:: What you will do ::
Search the data for the string "changed", and report each line where it is found.

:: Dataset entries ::

=======

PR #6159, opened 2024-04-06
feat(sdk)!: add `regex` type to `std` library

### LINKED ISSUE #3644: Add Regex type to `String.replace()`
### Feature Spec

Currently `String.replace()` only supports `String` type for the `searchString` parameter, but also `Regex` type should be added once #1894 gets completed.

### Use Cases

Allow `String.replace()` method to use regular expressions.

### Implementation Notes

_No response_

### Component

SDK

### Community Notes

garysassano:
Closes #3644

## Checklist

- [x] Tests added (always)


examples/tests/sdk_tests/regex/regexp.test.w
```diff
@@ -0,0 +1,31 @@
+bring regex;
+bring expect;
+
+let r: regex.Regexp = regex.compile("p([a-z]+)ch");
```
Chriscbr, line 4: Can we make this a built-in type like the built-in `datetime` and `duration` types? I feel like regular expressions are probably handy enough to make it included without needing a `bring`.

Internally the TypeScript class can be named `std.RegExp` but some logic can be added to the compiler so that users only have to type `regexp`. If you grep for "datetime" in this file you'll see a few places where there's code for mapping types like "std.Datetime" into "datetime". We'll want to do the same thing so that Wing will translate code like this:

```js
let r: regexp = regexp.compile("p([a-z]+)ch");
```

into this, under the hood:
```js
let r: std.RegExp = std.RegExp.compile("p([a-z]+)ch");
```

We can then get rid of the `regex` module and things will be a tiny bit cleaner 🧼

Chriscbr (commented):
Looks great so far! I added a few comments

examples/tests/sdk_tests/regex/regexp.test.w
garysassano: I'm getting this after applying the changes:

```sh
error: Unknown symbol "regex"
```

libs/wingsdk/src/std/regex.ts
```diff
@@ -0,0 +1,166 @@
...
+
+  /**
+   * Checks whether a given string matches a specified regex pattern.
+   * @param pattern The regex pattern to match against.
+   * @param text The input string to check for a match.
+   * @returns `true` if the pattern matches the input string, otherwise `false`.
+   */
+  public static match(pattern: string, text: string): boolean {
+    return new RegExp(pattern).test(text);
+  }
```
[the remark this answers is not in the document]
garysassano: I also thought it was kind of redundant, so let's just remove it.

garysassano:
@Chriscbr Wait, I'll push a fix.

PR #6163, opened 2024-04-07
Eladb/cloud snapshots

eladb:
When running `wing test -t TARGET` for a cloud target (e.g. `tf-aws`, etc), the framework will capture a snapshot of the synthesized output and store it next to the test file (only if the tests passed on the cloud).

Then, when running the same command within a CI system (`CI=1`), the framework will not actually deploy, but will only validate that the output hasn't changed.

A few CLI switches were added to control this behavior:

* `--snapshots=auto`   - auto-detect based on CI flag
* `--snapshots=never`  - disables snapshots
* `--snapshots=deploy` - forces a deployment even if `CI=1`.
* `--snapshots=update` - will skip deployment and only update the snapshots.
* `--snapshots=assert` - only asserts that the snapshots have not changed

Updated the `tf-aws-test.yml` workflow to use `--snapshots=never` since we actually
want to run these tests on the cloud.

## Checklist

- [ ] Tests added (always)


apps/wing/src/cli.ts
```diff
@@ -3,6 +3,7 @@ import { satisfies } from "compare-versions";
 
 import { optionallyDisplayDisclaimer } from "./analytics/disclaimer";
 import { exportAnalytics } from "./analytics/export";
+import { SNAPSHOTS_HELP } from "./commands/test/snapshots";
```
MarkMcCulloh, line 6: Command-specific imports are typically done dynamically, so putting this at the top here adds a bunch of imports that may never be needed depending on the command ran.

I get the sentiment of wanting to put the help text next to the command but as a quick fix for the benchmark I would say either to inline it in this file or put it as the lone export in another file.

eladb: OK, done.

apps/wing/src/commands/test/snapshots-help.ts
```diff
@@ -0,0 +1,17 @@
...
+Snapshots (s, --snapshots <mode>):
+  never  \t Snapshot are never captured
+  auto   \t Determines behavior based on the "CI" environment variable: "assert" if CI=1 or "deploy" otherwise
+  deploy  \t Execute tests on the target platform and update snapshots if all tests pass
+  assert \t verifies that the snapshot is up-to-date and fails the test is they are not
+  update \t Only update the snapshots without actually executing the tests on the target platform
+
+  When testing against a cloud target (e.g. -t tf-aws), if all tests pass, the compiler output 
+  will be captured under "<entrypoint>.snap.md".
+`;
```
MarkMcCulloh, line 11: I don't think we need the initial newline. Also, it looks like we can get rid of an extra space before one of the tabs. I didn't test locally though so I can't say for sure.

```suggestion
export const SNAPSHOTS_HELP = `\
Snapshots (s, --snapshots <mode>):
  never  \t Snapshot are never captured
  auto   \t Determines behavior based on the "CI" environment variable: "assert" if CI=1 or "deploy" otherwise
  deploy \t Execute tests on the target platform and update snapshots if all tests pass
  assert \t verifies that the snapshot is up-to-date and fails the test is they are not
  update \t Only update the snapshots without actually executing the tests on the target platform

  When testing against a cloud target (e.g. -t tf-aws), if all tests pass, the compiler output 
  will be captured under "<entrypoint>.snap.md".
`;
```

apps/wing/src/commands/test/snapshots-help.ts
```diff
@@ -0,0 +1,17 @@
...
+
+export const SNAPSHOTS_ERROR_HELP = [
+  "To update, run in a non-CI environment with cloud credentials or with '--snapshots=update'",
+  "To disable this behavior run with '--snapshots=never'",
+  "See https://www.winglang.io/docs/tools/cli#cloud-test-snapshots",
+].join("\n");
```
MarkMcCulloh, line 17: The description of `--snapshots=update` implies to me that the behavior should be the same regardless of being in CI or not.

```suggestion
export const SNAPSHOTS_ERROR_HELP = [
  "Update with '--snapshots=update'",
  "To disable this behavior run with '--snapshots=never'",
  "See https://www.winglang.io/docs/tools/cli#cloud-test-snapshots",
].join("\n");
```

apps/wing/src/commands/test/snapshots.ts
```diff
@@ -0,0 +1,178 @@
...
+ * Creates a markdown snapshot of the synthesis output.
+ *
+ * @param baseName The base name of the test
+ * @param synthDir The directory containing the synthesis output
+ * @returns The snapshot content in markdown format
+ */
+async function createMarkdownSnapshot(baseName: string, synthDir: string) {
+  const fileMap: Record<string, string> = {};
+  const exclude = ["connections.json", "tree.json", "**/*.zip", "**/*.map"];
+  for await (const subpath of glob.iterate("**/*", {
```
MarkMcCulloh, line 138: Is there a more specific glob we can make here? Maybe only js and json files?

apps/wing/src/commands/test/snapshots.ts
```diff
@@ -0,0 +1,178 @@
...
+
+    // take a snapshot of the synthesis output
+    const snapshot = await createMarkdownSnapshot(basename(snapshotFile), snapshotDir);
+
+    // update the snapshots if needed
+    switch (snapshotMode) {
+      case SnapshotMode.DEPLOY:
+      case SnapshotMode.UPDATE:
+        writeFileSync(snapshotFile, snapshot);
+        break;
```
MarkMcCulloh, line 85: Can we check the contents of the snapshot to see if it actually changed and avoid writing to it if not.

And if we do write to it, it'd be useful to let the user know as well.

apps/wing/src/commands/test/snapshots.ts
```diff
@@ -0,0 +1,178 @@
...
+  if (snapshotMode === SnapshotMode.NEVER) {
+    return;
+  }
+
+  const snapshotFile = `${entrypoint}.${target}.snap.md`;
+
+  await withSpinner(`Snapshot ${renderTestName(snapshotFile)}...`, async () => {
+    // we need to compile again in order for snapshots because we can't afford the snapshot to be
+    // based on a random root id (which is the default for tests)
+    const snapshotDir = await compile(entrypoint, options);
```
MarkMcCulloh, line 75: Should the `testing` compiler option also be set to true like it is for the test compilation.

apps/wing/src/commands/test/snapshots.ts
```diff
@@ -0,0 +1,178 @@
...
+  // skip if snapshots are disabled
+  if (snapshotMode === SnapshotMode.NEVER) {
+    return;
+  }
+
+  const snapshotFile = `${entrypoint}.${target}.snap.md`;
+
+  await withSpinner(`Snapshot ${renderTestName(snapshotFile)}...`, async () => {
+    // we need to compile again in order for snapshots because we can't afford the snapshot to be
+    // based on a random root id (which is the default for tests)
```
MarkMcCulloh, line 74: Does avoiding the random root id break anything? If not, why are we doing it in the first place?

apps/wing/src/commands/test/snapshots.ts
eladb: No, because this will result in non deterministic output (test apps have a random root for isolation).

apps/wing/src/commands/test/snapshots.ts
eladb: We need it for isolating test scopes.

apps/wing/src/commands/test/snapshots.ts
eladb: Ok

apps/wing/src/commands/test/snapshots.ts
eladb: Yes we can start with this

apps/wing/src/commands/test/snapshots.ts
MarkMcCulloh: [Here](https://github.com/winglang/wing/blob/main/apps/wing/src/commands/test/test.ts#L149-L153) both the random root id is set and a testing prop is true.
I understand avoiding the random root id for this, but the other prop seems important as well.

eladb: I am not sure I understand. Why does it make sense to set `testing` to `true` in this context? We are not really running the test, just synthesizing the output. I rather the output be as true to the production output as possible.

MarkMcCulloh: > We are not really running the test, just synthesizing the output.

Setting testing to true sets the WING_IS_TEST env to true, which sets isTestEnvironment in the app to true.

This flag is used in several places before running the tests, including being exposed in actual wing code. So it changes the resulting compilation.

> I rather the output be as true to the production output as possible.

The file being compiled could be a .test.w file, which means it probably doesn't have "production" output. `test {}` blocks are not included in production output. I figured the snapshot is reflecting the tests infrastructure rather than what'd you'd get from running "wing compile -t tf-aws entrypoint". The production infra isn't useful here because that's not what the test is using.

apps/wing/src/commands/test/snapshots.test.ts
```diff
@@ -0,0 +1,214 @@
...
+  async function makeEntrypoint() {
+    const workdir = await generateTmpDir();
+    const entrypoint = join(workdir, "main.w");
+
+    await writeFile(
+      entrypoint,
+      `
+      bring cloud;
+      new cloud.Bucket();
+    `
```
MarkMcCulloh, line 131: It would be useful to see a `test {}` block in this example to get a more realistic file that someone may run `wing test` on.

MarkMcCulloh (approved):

=======

:: Answer box ::
Then, when running the same command within a CI system (`CI=1`), the framework will not actually deploy, but will only validate that the output hasn't changed.
* `--snapshots=assert` - only asserts that the snapshots have not changed
MarkMcCulloh, line 85: Can we check the contents of the snapshot to see if it actually changed and avoid writing to it if not.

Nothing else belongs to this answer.